Most back pain gets better within a month of home treatment. However, everyone is different, and back pain is a complex condition. For many, the pain doesn’t go away for a few months, but only a few have persistent, severe pain.

Over-the-counter pain relievers and the use of heat might be all you need. Bed rest isn’t recommended.

Continue your activities as much as you can tolerate. Try light activities, such as walking and activities of daily living. Stop the activity that increases pain, but don’t avoid activity out of fear of pain. If home treatments aren’t working after several weeks, your doctor might suggest stronger medications or other therapies.

Medications

Depending on the type of back pain you have, your doctor might recommend the following:

  • Over-the-counter (OTC) pain relievers. Nonsteroidal anti-inflammatory drugs (NSAIDs), such as ibuprofen (Advil, Motrin IB, others) or naproxen sodium (Aleve), may help relieve back pain. Take these medications only as directed by your doctor. Overuse can cause serious side effects. If OTC pain relievers don’t relieve your pain, your doctor might suggest prescription NSAIDs.
  • Muscle relaxants. If mild to moderate back pain doesn’t improve with OTC pain relievers, your doctor might also prescribe a muscle relaxant. Muscle relaxants can make you dizzy and sleepy.
  • Topical pain relievers. These products deliver pain-relieving substances through your skin via creams, salves, ointments or patches.
  • Narcotics. Drugs containing opioids, such as oxycodone or hydrocodone, may be used for a short time with close supervision by your doctor. Opioids don’t work well for chronic pain, so your prescription will usually provide less than a week’s worth of pills.
  • Antidepressants. Some types of antidepressants — particularly duloxetine (Cymbalta) and tricyclic antidepressants, such as amitriptyline — have been shown to relieve chronic back pain independent of their effect on depression.

Physical therapy

A physical therapist can teach you exercises to increase your flexibility, strengthen your back and abdominal muscles, and improve your posture.
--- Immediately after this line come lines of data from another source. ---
PR #153, opened 2021-09-03
internal: run ci on all changes

Dhaulagiri:
## :pushpin: Summary

Pros: makes the tests run no matter where changes triggered in the codebase and we can then require them to pass
Cons: Runs tests for code even if none of that code has changed


MelSumner (approved):
I agree with this change.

Regular use of these techniques can help keep pain from returning. Physical therapists will also provide education about how to modify your movements during an episode of back pain to avoid flaring pain symptoms while continuing to be active.

Surgical and other procedures

Procedures used to treat back pain may include:

  • Cortisone injections. If other measures don’t relieve your pain, and if your pain radiates down your leg, your doctor may inject cortisone — a strong anti-inflammatory drug — plus a numbing medication into the space around your spinal cord (epidural space). A cortisone injection helps decrease inflammation around the nerve roots, but the pain relief usually lasts only a month or two.
  • Radiofrequency neurotomy. In this procedure, a fine needle is inserted through your skin so the tip is near the area causing your pain. Radio waves are passed through the needle to damage the nearby nerves, which interferes with the delivery of pain signals to the brain.
  • Implanted nerve stimulators. Devices implanted under your skin can deliver electrical impulses to certain nerves to block pain signals.
  • Surgery. If you have unrelenting pain associated with radiating leg pain or progressive muscle weakness caused by nerve compression, you might benefit from surgery. These procedures are usually reserved for pain related to structural problems, such as narrowing of the spine (spinal stenosis) or a herniated disk, that hasn’t responded to other therapy.